[Collected data entries]
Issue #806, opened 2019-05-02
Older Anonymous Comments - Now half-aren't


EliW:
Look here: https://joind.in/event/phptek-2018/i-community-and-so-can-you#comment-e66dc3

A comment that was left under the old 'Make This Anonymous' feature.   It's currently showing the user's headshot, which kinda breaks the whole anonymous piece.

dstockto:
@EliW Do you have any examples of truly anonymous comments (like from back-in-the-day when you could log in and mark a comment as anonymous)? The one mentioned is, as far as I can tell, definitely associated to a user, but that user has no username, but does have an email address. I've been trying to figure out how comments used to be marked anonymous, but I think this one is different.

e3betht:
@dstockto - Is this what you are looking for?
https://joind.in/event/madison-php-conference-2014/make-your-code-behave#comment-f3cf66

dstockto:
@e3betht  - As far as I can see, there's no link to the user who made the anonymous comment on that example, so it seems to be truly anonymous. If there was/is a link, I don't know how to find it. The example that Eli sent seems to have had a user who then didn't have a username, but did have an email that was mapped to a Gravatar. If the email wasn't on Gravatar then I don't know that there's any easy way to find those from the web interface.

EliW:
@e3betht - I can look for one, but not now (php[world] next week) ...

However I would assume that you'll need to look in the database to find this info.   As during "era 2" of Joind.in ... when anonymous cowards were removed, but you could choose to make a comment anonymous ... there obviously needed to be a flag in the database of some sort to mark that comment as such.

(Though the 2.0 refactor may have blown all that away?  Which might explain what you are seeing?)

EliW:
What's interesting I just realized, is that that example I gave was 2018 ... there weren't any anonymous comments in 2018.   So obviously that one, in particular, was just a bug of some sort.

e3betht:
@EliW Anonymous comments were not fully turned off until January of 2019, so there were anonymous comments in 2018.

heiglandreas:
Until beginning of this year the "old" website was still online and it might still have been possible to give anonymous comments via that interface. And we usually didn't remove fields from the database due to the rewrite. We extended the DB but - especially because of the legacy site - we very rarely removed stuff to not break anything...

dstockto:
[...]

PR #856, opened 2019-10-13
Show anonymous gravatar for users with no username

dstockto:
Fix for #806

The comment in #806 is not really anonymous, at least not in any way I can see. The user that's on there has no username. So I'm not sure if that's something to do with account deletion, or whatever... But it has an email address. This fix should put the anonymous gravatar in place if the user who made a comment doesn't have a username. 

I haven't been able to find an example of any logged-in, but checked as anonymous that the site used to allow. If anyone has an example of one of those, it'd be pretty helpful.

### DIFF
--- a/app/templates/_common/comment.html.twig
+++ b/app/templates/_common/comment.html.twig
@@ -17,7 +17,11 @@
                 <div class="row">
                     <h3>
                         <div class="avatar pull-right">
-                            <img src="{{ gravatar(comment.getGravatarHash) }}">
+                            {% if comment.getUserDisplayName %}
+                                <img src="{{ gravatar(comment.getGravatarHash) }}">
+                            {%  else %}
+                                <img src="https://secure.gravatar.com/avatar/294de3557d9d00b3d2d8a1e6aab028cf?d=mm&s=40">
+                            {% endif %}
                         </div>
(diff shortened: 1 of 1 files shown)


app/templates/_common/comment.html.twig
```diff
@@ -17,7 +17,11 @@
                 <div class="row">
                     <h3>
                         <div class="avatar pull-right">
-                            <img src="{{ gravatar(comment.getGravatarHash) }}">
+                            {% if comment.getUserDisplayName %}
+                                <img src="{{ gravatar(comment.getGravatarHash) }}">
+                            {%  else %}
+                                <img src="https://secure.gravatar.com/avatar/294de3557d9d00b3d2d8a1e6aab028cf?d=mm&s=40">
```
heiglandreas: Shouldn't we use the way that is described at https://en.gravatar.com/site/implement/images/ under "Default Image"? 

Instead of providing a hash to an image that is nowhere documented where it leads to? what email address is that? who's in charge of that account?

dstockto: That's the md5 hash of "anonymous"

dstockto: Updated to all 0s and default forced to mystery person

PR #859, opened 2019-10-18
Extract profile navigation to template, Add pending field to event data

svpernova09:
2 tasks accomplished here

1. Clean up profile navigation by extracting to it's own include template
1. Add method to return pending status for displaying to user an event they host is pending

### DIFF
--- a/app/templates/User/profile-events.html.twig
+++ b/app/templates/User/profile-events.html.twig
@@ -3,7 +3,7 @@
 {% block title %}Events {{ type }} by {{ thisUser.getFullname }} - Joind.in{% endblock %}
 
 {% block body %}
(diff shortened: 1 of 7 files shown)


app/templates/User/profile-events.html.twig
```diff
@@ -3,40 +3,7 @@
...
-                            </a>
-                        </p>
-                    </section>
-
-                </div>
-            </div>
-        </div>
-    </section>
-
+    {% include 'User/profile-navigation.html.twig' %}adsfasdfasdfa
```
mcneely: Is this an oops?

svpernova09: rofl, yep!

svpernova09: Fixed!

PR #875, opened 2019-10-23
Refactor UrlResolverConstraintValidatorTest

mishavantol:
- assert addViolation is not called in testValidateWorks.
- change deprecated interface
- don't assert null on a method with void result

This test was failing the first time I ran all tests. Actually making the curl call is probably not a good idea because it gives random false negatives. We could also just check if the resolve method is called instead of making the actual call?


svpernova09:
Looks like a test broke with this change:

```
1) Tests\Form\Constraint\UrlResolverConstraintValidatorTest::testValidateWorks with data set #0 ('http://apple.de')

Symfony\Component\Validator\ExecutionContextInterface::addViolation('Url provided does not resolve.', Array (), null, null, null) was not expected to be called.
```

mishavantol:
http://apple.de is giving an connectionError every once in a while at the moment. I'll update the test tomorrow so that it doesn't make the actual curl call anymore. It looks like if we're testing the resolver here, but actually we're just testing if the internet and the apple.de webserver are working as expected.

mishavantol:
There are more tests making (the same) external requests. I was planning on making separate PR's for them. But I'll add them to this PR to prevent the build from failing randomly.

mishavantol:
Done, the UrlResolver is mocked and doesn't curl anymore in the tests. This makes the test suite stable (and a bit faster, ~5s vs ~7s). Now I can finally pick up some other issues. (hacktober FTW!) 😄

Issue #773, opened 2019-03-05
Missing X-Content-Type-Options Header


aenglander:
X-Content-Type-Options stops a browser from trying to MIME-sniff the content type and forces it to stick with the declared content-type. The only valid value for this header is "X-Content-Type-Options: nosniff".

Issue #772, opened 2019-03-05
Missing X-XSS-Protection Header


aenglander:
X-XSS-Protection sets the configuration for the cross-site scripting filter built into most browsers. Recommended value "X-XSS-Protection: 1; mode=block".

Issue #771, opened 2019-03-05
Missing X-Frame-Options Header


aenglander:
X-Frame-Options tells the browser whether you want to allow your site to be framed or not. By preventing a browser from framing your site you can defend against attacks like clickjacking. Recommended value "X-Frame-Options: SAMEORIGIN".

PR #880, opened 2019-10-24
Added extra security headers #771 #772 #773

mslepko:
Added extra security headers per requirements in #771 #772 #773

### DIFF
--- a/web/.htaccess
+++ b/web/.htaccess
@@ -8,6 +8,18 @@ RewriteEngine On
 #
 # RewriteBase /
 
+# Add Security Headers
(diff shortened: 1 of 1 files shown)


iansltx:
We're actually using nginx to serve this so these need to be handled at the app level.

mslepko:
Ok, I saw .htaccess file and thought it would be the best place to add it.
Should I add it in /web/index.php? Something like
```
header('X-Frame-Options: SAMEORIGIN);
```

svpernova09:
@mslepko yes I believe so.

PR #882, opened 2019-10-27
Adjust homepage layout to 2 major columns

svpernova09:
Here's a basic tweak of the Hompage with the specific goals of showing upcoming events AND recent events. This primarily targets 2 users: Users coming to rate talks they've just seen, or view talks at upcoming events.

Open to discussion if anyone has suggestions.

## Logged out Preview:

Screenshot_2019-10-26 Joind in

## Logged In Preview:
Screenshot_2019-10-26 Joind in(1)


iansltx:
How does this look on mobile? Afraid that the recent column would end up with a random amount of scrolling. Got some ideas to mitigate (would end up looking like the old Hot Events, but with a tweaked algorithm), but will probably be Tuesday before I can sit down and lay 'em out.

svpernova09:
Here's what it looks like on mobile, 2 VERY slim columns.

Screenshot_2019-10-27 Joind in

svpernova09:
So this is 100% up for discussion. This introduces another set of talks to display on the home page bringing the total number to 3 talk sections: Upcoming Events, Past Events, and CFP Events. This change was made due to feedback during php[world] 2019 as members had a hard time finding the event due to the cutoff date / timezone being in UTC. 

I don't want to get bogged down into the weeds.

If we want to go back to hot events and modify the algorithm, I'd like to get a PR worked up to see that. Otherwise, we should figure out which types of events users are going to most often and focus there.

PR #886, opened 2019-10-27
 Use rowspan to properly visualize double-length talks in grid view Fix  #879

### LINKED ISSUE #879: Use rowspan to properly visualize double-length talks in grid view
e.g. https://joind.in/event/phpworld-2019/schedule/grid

[Task prompt] Each line of the entries holding the string "figure" should be found and copied.

[Solution to the problem]
@EliW Do you have any examples of truly anonymous comments (like from back-in-the-day when you could log in and mark a comment as anonymous)? The one mentioned is, as far as I can tell, definitely associated to a user, but that user has no username, but does have an email address. I've been trying to figure out how comments used to be marked anonymous, but I think this one is different.
If we want to go back to hot events and modify the algorithm, I'd like to get a PR worked up to see that. Otherwise, we should figure out which types of events users are going to most often and focus there.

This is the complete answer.